MCC Minutes Misstate Points Made by the Public

I read the minutes (click to enlarge) of the October 4th McHenry County College meeting last week and was struck with the misrepresentation of the public comments made.

Here’s what the minutes say about Barry Glasgow’s scathing criticism of the baseball stadium:

“Mr. Glasgow spoke about the need for a nursing program.”

Yes.

He did mention that, but he also talked about not seeing anything in the MCC mission statement about entertainment.

He talked about the baseball team promoter having virtually no risk.

Here’s part of what he said, none of which made the minutes:

“If they don’t have of their own money in it, they have no risk.

“We’re at risk for $45 million.”

He talked faster than I could write, but I did get these question:

”Did they give a five-year prepaid lease?

“Are they putting anything where their mouth is?

“The reality is we need a nursing system.

“It would be nice to have a baseball stadium.

”Do we have their personal guarantee?

“Is it an LLC (limited liability corporation [which it is]) and they can just walk?”

I guarantee the nursing program portion of his comments was not the most significant part of this former investment banker’s presentation.

I spoke after the Committee of the Whole meeting where Equity One’s Mark Houser was questioned on the expansion project.

Please compare my notes with what ended up in the minutes.

The minutes:

“Mr. Skinner congratulated the board for being more transparent, and then asked several questions of the board.”

My notes:

1) You’re getting more transparent. The type of discussion you have had tonight you should have been had in March.

2) To prove you are being transparent I ask for copies of the 4-page cash flow statement and the GANT chart present tonight be made available tonight. (They weren’t. I had to file a Freedom of Information request. It took 11 days to get them.)

3) I asked for the feasibility study, which I had already been refused 4 times. No dice.
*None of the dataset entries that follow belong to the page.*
PR #594, opened 2021-08-24
Fix deployment with error during cm creation

satr:
Fixed config-map sync - removed lister from config-map getter. 
Added error handling for create desired deployment

### DIFF
--- a/pkg/apis/kube/config_maps.go
+++ b/pkg/apis/kube/config_maps.go
@@ -5,18 +5,21 @@ import (
 	"encoding/json"
 	"fmt"
 	log "github.com/sirupsen/logrus"
-	"k8s.io/apimachinery/pkg/types"
-	"k8s.io/apimachinery/pkg/util/strategicpatch"
-
 	corev1 "k8s.io/api/core/v1"
 	metav1 "k8s.io/apimachinery/pkg/apis/meta/v1"
+	"k8s.io/apimachinery/pkg/types"
+	"k8s.io/apimachinery/pkg/util/strategicpatch"
 )
 
 // CreateConfigMap Create config map
 func (kubeutil *Kube) CreateConfigMap(namespace string, configMap *corev1.ConfigMap) (*corev1.ConfigMap, error) {
-	return kubeutil.kubeClient.CoreV1().ConfigMaps(namespace).Create(context.TODO(),
+	createdConfigMap, err := kubeutil.kubeClient.CoreV1().ConfigMaps(namespace).Create(context.TODO(),
 		configMap,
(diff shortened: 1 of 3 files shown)


pkg/apis/kube/config_maps.go
```diff
@@ -5,37 +5,33 @@ import (
...
 	corev1 "k8s.io/api/core/v1"
 	metav1 "k8s.io/apimachinery/pkg/apis/meta/v1"
+	"k8s.io/apimachinery/pkg/types"
+	"k8s.io/apimachinery/pkg/util/strategicpatch"
 )
 
 // CreateConfigMap Create config map
 func (kubeutil *Kube) CreateConfigMap(namespace string, configMap *corev1.ConfigMap) (*corev1.ConfigMap, error) {
-	return kubeutil.kubeClient.CoreV1().ConfigMaps(namespace).Create(context.TODO(),
+	createdConfigMap, err := kubeutil.kubeClient.CoreV1().ConfigMaps(namespace).Create(context.TODO(),
```
nilsgstrabo, line 16: You can just return directly. Are there situations where Get returns an error and a configmap, or vice versa; nil error and nil configmap?

pkg/apis/kube/config_maps.go
```diff
@@ -5,37 +5,33 @@ import (
...
-		configMap, err = kubeutil.kubeClient.CoreV1().ConfigMaps(namespace).Get(context.TODO(), name, metav1.GetOptions{})
-		if err != nil {
-			return nil, err
-		}
-		log.Debugf("Created environment variables ConfigMap  '%s'", configMap.GetName())
+	configMap, err = kubeutil.kubeClient.CoreV1().ConfigMaps(namespace).Get(context.TODO(), name, metav1.GetOptions{})
+	if err != nil {
+		return nil, err
 	}
+	log.Debugf("Created environment variables ConfigMap  '%s'", configMap.GetName())
```
nilsgstrabo, line 34: Debug message (Create) does not match operation (Get).
Guess you can return directly from the call to Get. Ref comment above

nilsgstrabo (changes requested):
A few comments related to Get and Create configmap methods

nilsgstrabo (approved):
A few minor comments, but nothing important

pkg/apis/kube/config_maps.go
satr: Fixed

pkg/apis/kube/config_maps.go
satr: Removed

PR #603, opened 2021-09-03
109742 extend unit tests for editable env vars

satr:


pkg/apis/test/utils.go
```diff
@@ -36,6 +36,10 @@ func NewTestUtils(client kubernetes.Interface, radixclient radixclient.Interface
 	}
 }
 
+func (tu *Utils) GetKubeUtil() *kube.Kube {
```
nilsgstrabo, line 39: Not used in radix-operator. Is it used in other projects?

nilsgstrabo (approved):

PR #604, opened 2021-09-07
Added access for user to config-maps via api

satr:


charts/radix-operator/Chart.yaml
```diff
@@ -1,7 +1,7 @@
 apiVersion: v1
 name: radix-operator
 version: 1.1.5
```
nilsgstrabo, line 3: Perhaps we need to change version (chart)?

nilsgstrabo (changes requested):
Perhaps it is version, and not appVersion that must be changed?

nilsgstrabo (approved):

charts/radix-operator/Chart.yaml
satr: Fixed

PR #620, opened 2021-11-08
Job steps order

oleterno-equinor:
image


nilsgstrabo (commented):
Would it be better to do the sorting in the Radix Web Console?
Each step has a timestamp for when it started. If two steps has the same started timestamp, we can do a secondary sort by name to prevent items from "jumping". If a step does not have a value for started (don't know if this will happen, and if it happens it should only be for a short time), we can put it at the end.
Sorting it in front-end will also be backward compatible for old jobs.

PR #638, opened 2022-01-11
104262 csi driver for azure keyvault

satr:


charts/radix-operator/templates/deployment.yaml
```diff
@@ -99,6 +99,8 @@ spec:
               value: {{ .Values.logLevel }}
             - name: RADIX_CONTAINER_REGISTRY
               value: {{ .Values.containerRegistry }}
+            - name: RADIXOPERATOR_TENANT_ID
```
nilsgstrabo, line 102: Should the name be more specific to its use, e.g. RADIXOPERATOR_SECRETPROVIDER_TENANT_ID?

charts/radix-operator/templates/radix-apps-rbac.yaml
```diff
@@ -51,6 +51,13 @@ rules:
   - watch
   - patch
   - create
+- apiGroups:
+    - 'secrets-store.csi.x-k8s.io'
+  resources:
+    - secretproviderclasses
+  verbs:
+    - get
+    - list
```
nilsgstrabo, line 60: Why does radix-webhook need access to secretproviderclasses?

charts/radix-operator/templates/radix-pipeline-rbac.yaml
```diff
@@ -42,6 +42,17 @@ rules:
...
+    - 'secrets-store.csi.x-k8s.io'
+  resources:
+    - secretproviderclasses
+  verbs:
+    - get
+    - list
+    - create
+    - update
+    - patch
+    - delete
```
nilsgstrabo, line 55: Why does radix-pipeline need access to secretproviderclasses?

operator.Dockerfile
```diff
@@ -1,4 +1,4 @@
-FROM golang:1.16.9-alpine3.14 as builder
+FROM golang:alpine3.15 as builder
```
nilsgstrabo, line 1: Should we use a tag that is specific to the go version we are using, like `golang:1.17-alpine3.15`?

pkg/apis/utils/init.go
```diff
@@ -24,7 +24,7 @@ var (
 )
 
 // GetKubernetesClient Gets clients to talk to the API
-func GetKubernetesClient() (kubernetes.Interface, radixclient.Interface, monitoring.Interface) {
+func GetKubernetesClient() (kubernetes.Interface, radixclient.Interface, monitoring.Interface, *secretProviderClient.Clientset) {
```
nilsgstrabo, line 27: The other return types are of type` something.Interface`, should a `secretProviderClient.Interface` be returned insteade of a `*secretProviderClient.Clientset`?

charts/radix-operator/templates/deployment.yaml
satr: I think as there is no explicit reason so far to have separate tenant-id for the secret provider, we can use Radix tenant-id. If we'll face such need for separate tenant-id for the secret provider - we can create separate variable and use it.

charts/radix-operator/templates/radix-apps-rbac.yaml
satr: Mistake - it supposed to be in radix-api - (moved now). I'm not 100% sure it is required in radix-api before testing as a service.

charts/radix-operator/templates/radix-pipeline-rbac.yaml
satr: Removed all but get/list

operator.Dockerfile
satr: Corrected to `golang:1.17.6-alpine3.15`

pkg/apis/test/utils.go
```diff
@@ -28,7 +29,7 @@ type Utils struct {
 
 // NewTestUtils Constructor
 func NewTestUtils(client kubernetes.Interface, radixclient radixclient.Interface) Utils {
-	kubeUtil, _ := kube.New(client, radixclient)
+	kubeUtil, _ := kube.New(client, radixclient, secretproviderfake.NewSimpleClientset())
```
nilsgstrabo, line 32: The secretproviderfake should be a parameter to NewTestUtils.

pipeline-runner/steps/promotion.go
```diff
@@ -187,6 +187,7 @@ func mergeJobComponentsWithRadixApplication(radixConfig *v1.RadixApplication, ra
 		}
 
 		newEnvJob.Secrets = job.Secrets
+		newEnvJob.SecretRefs = job.SecretRefs
```
nilsgstrabo, line 190: Why is SecretRefs copied from the source RD component? Isn't SecretRefs rebuilt based on the environment we promote to?

pipeline-runner/steps/promotion.go
```diff
@@ -209,6 +210,7 @@ func mergeComponentsWithRadixApplication(radixConfig *v1.RadixApplication, radix
 		}
 
 		newEnvComponent.Secrets = component.Secrets
+		newEnvComponent.SecretRefs = component.SecretRefs
```
nilsgstrabo, line 213: Why is SecretRefs copied from the source RD component? Isn't SecretRefs rebuilt based on the environment we promote to?

pipeline-runner/steps/promotion.go
nilsgstrabo: Perhaps the unit test should include a component where secretRefs is set in environmentConfig?

pipeline-runner/steps/promotion.go
satr: Agree. Removed. I think `newEnvJob.Secrets = job.Secrets` is also wrong

pipeline-runner/steps/promotion.go
satr: Agree. Removed. I think newEnvJob.Secrets = job.Secrets is also wrong

satr: > Perhaps the unit test should include a component where secretRefs is set in environmentConfig?

I'll create those unit-tests

pkg/apis/utils/init.go
satr: Correct. Fixed in all cases

charts/radix-operator/templates/deployment.yaml
nilsgstrabo: Agree. Perhaps I can use it in oauth proxy to build the default token issuer URL.

pkg/apis/deployment/deployment.go
```diff
@@ -46,16 +46,11 @@ type Deployment struct {
 	registration            *v1.RadixRegistration
 	radixDeployment         *v1.RadixDeployment
 	securityContextBuilder  SecurityContextBuilder
+	tenantId                string
```
nilsgstrabo, line 49: I see that other methods that use the environment variables in the operator reads them directly with os.GetEnv, or it is wrapped in methods in api/defauls that also reads directly by using os.GetEnv.
You inject the value for tenantId in the "constructor", and I like this better than reading directly from env.
I think we should use a common pattern for getting values from env vars, perhaps define a struct for the various values from env vars where tenantId will be one of the fields. 
We don't have to do it now tough. I think it is fine for now to inject tenantId, and we can do the rest later.

satr: I agree - this connection to env-vars is really bad practice, problems with testing, even worse then startic global vars. We have Env object in other projects, maybe we can use similar (with framework you utilized some time ago).

pkg/apis/deployment/environmentvariables.go
```diff
@@ -98,10 +98,10 @@ func getEnvironmentVariablesFrom(kubeutil *kube.Kube, appName string, envVarsSou
...
+	return getEnvironmentVariables(kubeutil, appName, envVarsSource, radixDeployment, deployComponent.GetName(), deployComponent.GetSecrets(), deployComponent.GetSecretRefs(), isPortPublic, deployComponent.GetPorts(), envVarsConfigMap, deployComponent.GetEnvironmentVariables())
 }
 
-func getEnvironmentVariables(appName string, envVarsSource environmentVariablesSourceDecorator, radixDeployment *v1.RadixDeployment, componentName string, radixSecretNames []string, isPublic bool, ports []v1.ComponentPort, envVarConfigMap *corev1.ConfigMap, deployComponentEnvVars v1.EnvVarsMap) []corev1.EnvVar {
+func getEnvironmentVariables(kubeutil *kube.Kube, appName string, envVarsSource environmentVariablesSourceDecorator, radixDeployment *v1.RadixDeployment, componentName string, radixSecretNames []string, radixSecretRefs v1.RadixSecretRefs, isPublic bool, ports []v1.ComponentPort, envVarConfigMap *corev1.ConfigMap, deployComponentEnvVars v1.EnvVarsMap) ([]corev1.EnvVar, error) {
```
nilsgstrabo, line 104: kubeutil is not used and should be removed

nilsgstrabo, line 104: the error return values is always nil. Should be removed.

satr: Fixed

satr: Fixed

pkg/apis/deployment/radixcommoncomponent.go
```diff
@@ -22,3 +26,130 @@ func updateComponentNode(component v1.RadixCommonComponent, node *v1.RadixNode)
...
+		if len(commonAzureKeyVault.Items) == 0 { //use all from environments for this Azure Key Vault
+			continue
+		}
+		envItemEnvVarsMap := make(map[string]v1.RadixAzureKeyVaultItem)
+		envAzureKeyVaultItems := envAzureKeyVault.Items
+		for _, item := range envAzureKeyVaultItems {
+			envItemEnvVarsMap[item.EnvVar] = item
+		}
+		for _, keyVaultItem := range commonAzureKeyVault.Items {
+			if _, existsInEnvSecretRefs := envItemEnvVarsMap[keyVaultItem.EnvVar]; !existsInEnvSecretRefs {
```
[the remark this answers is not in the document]
satr: if-block on which line?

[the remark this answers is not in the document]
satr: That's right, this check is not needed. Refined a bit code.

pkg/apis/deployment/volumemount.go
```diff
@@ -109,18 +161,85 @@ func getRadixVolumeTypeIdForName(radixVolumeMountType radixv1.MountType) string
...
+					return nil, fmt.Errorf("missing Azure Key vault name in the secret provider class %s", secretProviderClass.Name)
+				}
+				credsSecretName := defaults.GetCsiAzureKeyVaultCredsSecretName(deployComponent.GetName(), azKeyVaultName)
+				volume.VolumeSource.CSI = &corev1.CSIVolumeSource{
+					Driver:               csiSecretStoreDriver,
+					ReadOnly:             commonUtils.BoolPtr(true),
+					VolumeAttributes:     map[string]string{csiVolumeSourceVolumeAttrSecretProviderClassName: secretProviderClass.Name},
+					NodePublishSecretRef: &corev1.LocalObjectReference{Name: credsSecretName},
+				}
+				break
```
nilsgstrabo, line 224: break is not needed

pkg/apis/deployment/volumemount.go
```diff
@@ -109,18 +161,85 @@ func getRadixVolumeTypeIdForName(radixVolumeMountType radixv1.MountType) string
...
+	for _, azureKeyVault := range secretRef.AzureKeyVaults {
+		secretProviderClassName := kube.GetComponentSecretProviderClassName(deployComponent.GetName(), radixDeploymentName, radixv1.RadixSecretRefTypeAzureKeyVault, azureKeyVault.Name)
+		secretProviderClass, err := kubeutil.GetSecretProviderClass(namespace, secretProviderClassName)
+		if err != nil {
+			return nil, err
+		}
+		for _, secretObject := range secretProviderClass.Spec.SecretObjects {
+			volume := v1.Volume{
+				Name:         secretObject.SecretName,
+				VolumeSource: v1.VolumeSource{},
```
nilsgstrabo, line 208: VolumeSource is not nilable, so you don't need to initialise it with an empty map

pkg/apis/kube/secret_provider.go
```diff
@@ -0,0 +1,83 @@
...
+	radixv1 "github.com/equinor/radix-operator/pkg/apis/radix/v1"
+	log "github.com/sirupsen/logrus"
+	"k8s.io/apimachinery/pkg/api/errors"
+	metav1 "k8s.io/apimachinery/pkg/apis/meta/v1"
+	secretsstorev1 "sigs.k8s.io/secrets-store-csi-driver/apis/v1"
+	"strings"
+)
+
+// StringArray ...
+type StringArray struct {
```
nilsgstrabo, line 16: This type is only used in deployment/secrets.go. Should it be moved there instead and made private by naming it stringArray?

pkg/apis/deployment/secrets.go
```diff
@@ -138,6 +138,182 @@ func (deploy *Deployment) createOrUpdateSecretsForComponent(registration *radixv
...
+			Encoding: commonUtils.StringUnPtr(item.Encoding),
+		}
+		if item.Type != nil {
+			obj.Type = string(*item.Type)
+		} else {
+			obj.Type = string(radixv1.RadixAzureKeyVaultObjectTypeSecret)
+		}
+		parameterObject = append(parameterObject, obj)
+	}
+	parameterObjectArray := kube.StringArray{Array: []string{}}
```
nilsgstrabo, line 244: No need to initialise an array. kube.StringArrar{} is the same.

pkg/apis/kube/secret_provider.go
```diff
@@ -0,0 +1,83 @@
...
+	// Format. Optional. The format of the Azure Key Vault object, supported types are pem and pfx. objectFormat: pfx is only supported with objectType: secret and PKCS12 or ECC certificates. Default format for certificates is pem.
+	Format string `yaml:"objectFormat,omitempty"`
+	// Encoding. Optional. Setting object encoding to base64 and object format to pfx will fetch and write the base64 decoded pfx binary
+	Encoding string `yaml:"objectEncoding,omitempty"`
+}
+
+// GetSecretProviderClass Gets secret provider class
+func (kubeutil *Kube) GetSecretProviderClass(namespace string, className string) (*secretsstorev1.SecretProviderClass, error) {
+	class, err := kubeutil.secretProviderClient.SecretsstoreV1().SecretProviderClasses(namespace).Get(context.Background(), className, metav1.GetOptions{})
+	if err != nil {
```
nilsgstrabo, line 39: I think it is better to always return an error, even if it is IsNotFound. It is better for the caller to handle decide what to do with IsNotFound than to return a nil value for SecretProviderClass and error when it is IsNotFound.

pkg/apis/kube/secret_provider.go
```diff
@@ -0,0 +1,83 @@
...
+		return nil, err
+	}
+	return class, err
+}
+
+// ListSecretProviderClass Gets secret provider classes for the component
+func (kubeutil *Kube) ListSecretProviderClass(namespace string, componentName string) ([]secretsstorev1.SecretProviderClass, error) {
+	classList, err := kubeutil.secretProviderClient.SecretsstoreV1().SecretProviderClasses(namespace).
+		List(context.Background(), metav1.ListOptions{LabelSelector: GetAllSecretRefObjectsLabelSelector(componentName)})
+	if err != nil {
```
nilsgstrabo, line 52: Same as for GetSecretProviderClass. Return the error and let the caller decide.

pkg/apis/radix/v1/radixdeploytypes.go
```diff
@@ -290,10 +316,12 @@ func (deployComponent RadixDeployComponent) GetNrOfReplicas() int32 {
 // The job component is used by the radix-job-scheduler-server to create Kubernetes Job objects
 type RadixDeployJobComponent struct {
 	Name                    string                    `json:"name" yaml:"name"`
+	Environment             string                    `json:"environment" yaml:"environment"`
```
nilsgstrabo, line 319: Environment seems to be unused. Why do we need it? The RD has a label with the environment name.

pkg/apis/deployment/volumemount.go
satr: Fixed

pkg/apis/kube/secret_provider.go
satr: Moved

pkg/apis/deployment/secrets.go
satr: Fixed

pkg/apis/kube/secret_provider.go
satr: So far we did not returned `errors.IsNotFound` error, but something like this
```
if errors.IsNotFound(err) {
            return nil, nil
```
This approach (with `errors.IsNotFound`) seems to me clear, and we can start using it, if you suggested this.

pkg/apis/radix/v1/radixdeploytypes.go
satr: Removed. I think it was used at some point in the `GetRadixComponentsForEnv` methods
No it is used `deployComponent.SecretRefs = getRadixCommonComponentRadixSecretRefs(&radixComponent, environmentSpecificConfig)`

pkg/apis/radix/v1/radixdeploytypes.go
```diff
@@ -312,9 +340,11 @@ type RadixCommonDeployComponent interface {
 	GetPorts() []ComponentPort
 	GetEnvironmentVariables() EnvVarsMap
 	GetSecrets() []string
+	GetSecretRefs() RadixSecretRefs
 	GetMonitoring() bool
 	GetResources() *ResourceRequirements
 	GetVolumeMounts() []RadixVolumeMount
+	GetEnvironment() string
```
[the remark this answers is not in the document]
satr: Removed

pkg/apis/radix/v1/radixdeploytypes.go
```diff
@@ -328,6 +358,7 @@ type RadixCommonDeployComponent interface {
 	GetAuthentication() *Authentication
 	SetName(name string)
 	SetVolumeMounts(mounts []RadixVolumeMount)
+	SetEnvironment(environment string)
```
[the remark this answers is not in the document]
satr: Removed

pkg/apis/radixvalidators/validate_ra.go
```diff
@@ -700,100 +721,225 @@ func validateSecrets(app *radixv1.RadixApplication) error {
...
+			}
+			if err := validateVariableName("Azure Key vault secret references name", keyVaultItem.Name); err != nil {
 				return err
 			}
 		}
 	}
+	return nil
+}
+
+func validateSecretRefsPath(component v1.RadixCommonComponent) error {
```
nilsgstrabo, line 837: This funtion is never used

pkg/apis/kube/secret_provider.go
nilsgstrabo: All other Get/List methods for Kube returns any error without checking the type of error. I just feel that they should behave the same way.

pkg/apis/radix/v1/radixdeploytypes.go
```diff
@@ -223,6 +232,10 @@ func (deployJobComponent *RadixDeployJobComponent) GetVolumeMounts() []RadixVolu
 	return deployJobComponent.VolumeMounts
 }
 
+func (deployJobComponent *RadixDeployJobComponent) GetEnvironment() string {
```
nilsgstrabo, line 235: This should be removed too?

nilsgstrabo (approved):

pkg/apis/kube/secret_provider.go
satr: Fixed

pkg/apis/kube/secret_provider.go
satr: Fixed

pkg/apis/radixvalidators/validate_ra.go
satr: Removed

pkg/apis/radix/v1/radixdeploytypes.go
satr: Removed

4) I suggested if the college really wanted to be energy efficient, they should be building their gyms and offices using Solarcrete.

5) I asked if there would be an arcade in the baseball stadium that could suck up student’s money. I was told there would not be.

6) “Does the license factor in the extra interest cost on the $10 million stadium?” I asked. I got the feeling this was a question that had not even been considered. Because the stadium is not a governmental function, the college cannot issue tax-free bonds to finance it. Taxable bonds, of course, bear a higher interest rate.

7) “Are you and other MCC officials going to get free or discounted tickets?” was my next question. The reaction from Mary Miller was pretty much “Of course not.” But neither my question nor her and others’ negative reactions show up in the minutes. I pointed out that some park district that own golf courses let current and retired members play free.

8) The question had arisen in the discussion of the building project about how high the contingency fee should be. Ron Ally, the top finance guy, favored raising it from 5% to 10%. I pointed out that the Jefferson Wells forensic auditor of the Huntley construction projects said he raised his eyebrows when construction costs are higher than 5% of estimates and recommended the college stick with the 5% figure.

9) I asked if the board members knew about the allegations I’d read in a newspaper article that were made in a Wisconsin suit against baseball promoter Heitman. I heard one “Yes” and one “No.”

10) Finally, I asked why MCC was not offering to eliminate phosphorus on all of its property, including the farmland they want zoned for 50% impermeable coverage. I told them of a presentation made at the Crystal Lake Kiwanis Club about row crops being grown without phosphorus. I did not recommend the source of nutrients –pig farms–be allowed near MCC, but I used it as an illustration that it could be done if the college really wanted to protect Crystal Lake’s watershed.

I could go back to my notes for the others who made public comment and show how deficient the minutes’ representation of them are, but why bother?

Transparency is obviously not the goal of the person who edited these minutes.